# 7 lessons in B2B SaaS development learned from a METI-Minister's-Award-winning product

> Through developing the B2B subscription SaaS that achieved DX in the lumber-distribution industry, I disclose practical lessons in technology selection, architecture design, security, and scalability. An implementation case with TypeScript + Python + AWS Terraform.

- Published: 2025-01-09
- Author: 友田 陽大
- Tags: B2B SaaS, 経済産業大臣賞, 技術選定, アーキテクチャ設計, AWS, Terraform, レガシー産業DX
- URL: https://tomodahinata.com/en/blog/b2b-saas-lessons-from-award-winning-product
- Category: B2B SaaS & DX strategy
- Pillar guide: https://tomodahinata.com/en/blog/award-winning-b2b-saas-architecture-deep-dive

## Key points

- Select technology by working backward from the industry-specific complexity. The 8 user attributes were expressed with AWS Cognito custom attributes.
- Security is defense-in-depth in three layers — authentication, authorization, data — and competitor-data protection is guaranteed by company-ID Row-Level Security.
- Validation is doubled with zod (front) and Marshmallow (back), structurally preventing the mixing-in of invalid data.
- Use heavy processing differently by nature. Document generation is thread-parallel with ThreadPoolExecutor, and Excel ingestion is separated into an event-driven Lambda.
- For payments, implement all the way to server-side amount resolution with Stripe Connect + an idempotency key + webhook deduplication + an outbox.

---

# 7 lessons in B2B SaaS development learned from a METI-Minister's-Award-winning product

## Introduction: breaking away from phone, fax, and Excel

Two years ago, I took on the DX of the lumber-distribution industry — "an extremely analog industry." Ordering by phone, email, fax, and Excel was the norm; inventory information was managed in Excel; orders by fax left no record; and confirmation work by phone took several hours every day — I built this kind of situation as **a B2B subscription SaaS that manages it centrally on the web.**

As a result, this product **won the METI Minister's Award.**

In this article, I disclose the seven lessons learned through this development, from the viewpoints of technology selection, architecture design, security, and scalability. I believe it can provide practical suggestions especially for **those considering B2B SaaS development.**

---

## Lesson 1: Select technology by working backward from "the industry's complexity"

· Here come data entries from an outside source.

PR #30, opened 2025-04-29
log character counts and estimated tokens

Jephuff:
Logs the character size of each tool as it loads, logs the total character length of all tools and an estimate of the tokens (seems like ~4 characters is roughly a token, but will obviously vary)

Formatting I have right now, definitely open to suggestions to make it better
```
2025-04-29T19:33:04.100713Z  INFO mcp_apollo_server: Loading schema schema_path="supergraph.graphql"
2025-04-29T19:33:04.107599Z  INFO mcp_apollo_server::server: Loading operation operation_path="graphql/weather/operations/alerts.graphql"
2025-04-29T19:33:04.108761Z  INFO mcp_apollo_server::operations: Tool GetAlerts loaded with a character count of 754
2025-04-29T19:33:04.108793Z  INFO mcp_apollo_server::server: Loading operation operation_path="graphql/weather/operations/all.graphql"
2025-04-29T19:33:04.109415Z  INFO mcp_apollo_server::operations: Tool GetAllWeatherData loaded with a character count of 1489
2025-04-29T19:33:04.109429Z  INFO mcp_apollo_server::server: Loading operation operation_path="graphql/weather/operations/forecast.graphql"
2025-04-29T19:33:04.109708Z  INFO mcp_apollo_server::operations: Tool GetForecast loaded with a character count of 801
2025-04-29T19:33:04.109723Z  INFO mcp_apollo_server::server: Size of tools:
2025-04-29T19:33:04.109727Z  INFO mcp_apollo_server::server:     characters: 3044
2025-04-29T19:33:04.109730Z  INFO mcp_apollo_server::server:     estimated tokens: 761
2025-04-29T19:33:04.109892Z  INFO mcp_apollo_server: Starting MCP server in stdio mode
```

### DIFF
--- a/crates/mcp-apollo-server/src/operations.rs
+++ b/crates/mcp-apollo-server/src/operations.rs
@@ -194,7 +194,7 @@ impl Operation {
                 "Tool {} loaded with a character count of {}. Estimated tokens: {}",
                 operation_name,
                 length,
-                length / 4
+                length / 4 // We don't know the tokenization algorithm, so we just use 4 characters per token as a rough estimate. https://docs.anthropic.com/en/docs/resources/glossary#tokens
             ),
             Err(_) => tracing::info!(
                 "Tool {} loaded with an unknown character count",
--- a/crates/mcp-apollo-server/src/operations.rs
+++ b/crates/mcp-apollo-server/src/operations.rs
@@ -25,7 +25,6 @@ pub struct Operation {
     tool: Tool,
     source_text: String,
     persisted_query_id: Option<String>,
-    character_count: usize,
 }
 
 impl AsRef<Tool> for Operation {
@@ -119,13 +118,14 @@ impl Operation {
             ));
         };
 
-        let tool = Tool::new(operation_name.clone(), description, schema);
+        let tool: Tool = Tool::new(operation_name.clone(), description, schema);
         let character_count = tool_character_length(&tool);
         match character_count {
             Ok(length) => tracing::info!(
-                "Tool {} loaded with a character count of {}",
+                "Tool {} loaded with a character count of {}. Estimated tokens: {}",
                 operation_name,
-                length
+                length,
+                length / 4
             ),
             Err(_) => tracing::info!(
                 "Tool {} loaded with an unknown character count",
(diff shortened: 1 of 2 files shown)


crates/mcp-apollo-server/src/server.rs
```diff
@@ -66,11 +66,19 @@ impl Server {
             )?);
         }
 
-        info!(
+        tracing::debug!(
             "Loaded operations:\n{}",
             serde_json::to_string_pretty(&operations)?
         );
 
+        tracing::info!("Size of tools:");
```
pubmodmatt: You'll have a conflict with the latest code here. Only operations from static operations files are known here. We load PQs async, and they can be updated at any time if there are changes. I'm not sure if we need the total, or if just having the info per tool is enough. If we want the total, you'll have to re-log it as operation changes become known.

Jephuff: should we just skip the total for now and move the estimated tokens to per operation?

pubmodmatt: I think per operation, but don't feel strongly. Unfortunately, I'm currently rewriting a lot of this *again* to support schema changes from uplink (a schema change effective re-creates all the operations since they have schema-based descriptions).

Jephuff: Just updated removing the total, we can always add it in the future :) 

ooh yep, and the input schema could change

crates/mcp-apollo-server/src/operations.rs
```diff
@@ -118,8 +118,22 @@ impl Operation {
...
         };
 
+        let tool: Tool = Tool::new(operation_name.clone(), description, schema);
+        let character_count = tool_character_length(&tool);
+        match character_count {
+            Ok(length) => tracing::info!(
+                "Tool {} loaded with a character count of {}. Estimated tokens: {}",
+                operation_name,
+                length,
+                length / 4
```
pubmodmatt: Why is it dividing by 4 here?

pubmodmatt: I think I found it [here](https://docs.anthropic.com/en/docs/resources/glossary#tokens) - "For Claude, a token approximately represents 3.5 English characters". If that's the case, let's get a comment in here explaining the computation.

Jephuff: Oh yes, 4 was the magical number that everyone seems to say is a reasonable estimate across models. I'll add a comment 👍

### The challenge: 8 user attributes and a complex distribution flow

The lumber-distribution industry has eight kinds of user attributes: "forestry," "market," "sawmill," "precut," "construction company," "manufacturer," "wholesaler," and "other." Since the executable functions and viewable information differ per attribute, **strict authentication and authorization were mandatory.**

### The decision: AWS Cognito + custom logic

Initially I also considered Firebase Authentication, but chose AWS Cognito for the following reasons:

```typescript
// AWS Cognito User Poolsのカスタム属性で8種類のユーザー属性を管理
{
  "custom:user_type": "lumber_mill",  // 製材所
  "custom:permissions": "create_order,view_inventory",
  "custom:company_id": "company-123"
}
```

**Selection reasons:**
- **Flexibility of custom attributes**: can define different permissions per each of the 8 user attributes
- **AWS ecosystem**: easy integration with ECS, RDS, Lambda
- **Scalability**: MAU billing, suppressing the initial cost

**Lesson:** Technology selection should give the highest priority to "the industry-specific complexity." Choose technology that can reflect the industry's domain knowledge, not a generic solution.

---

## Lesson 2: Design security "per page, per API"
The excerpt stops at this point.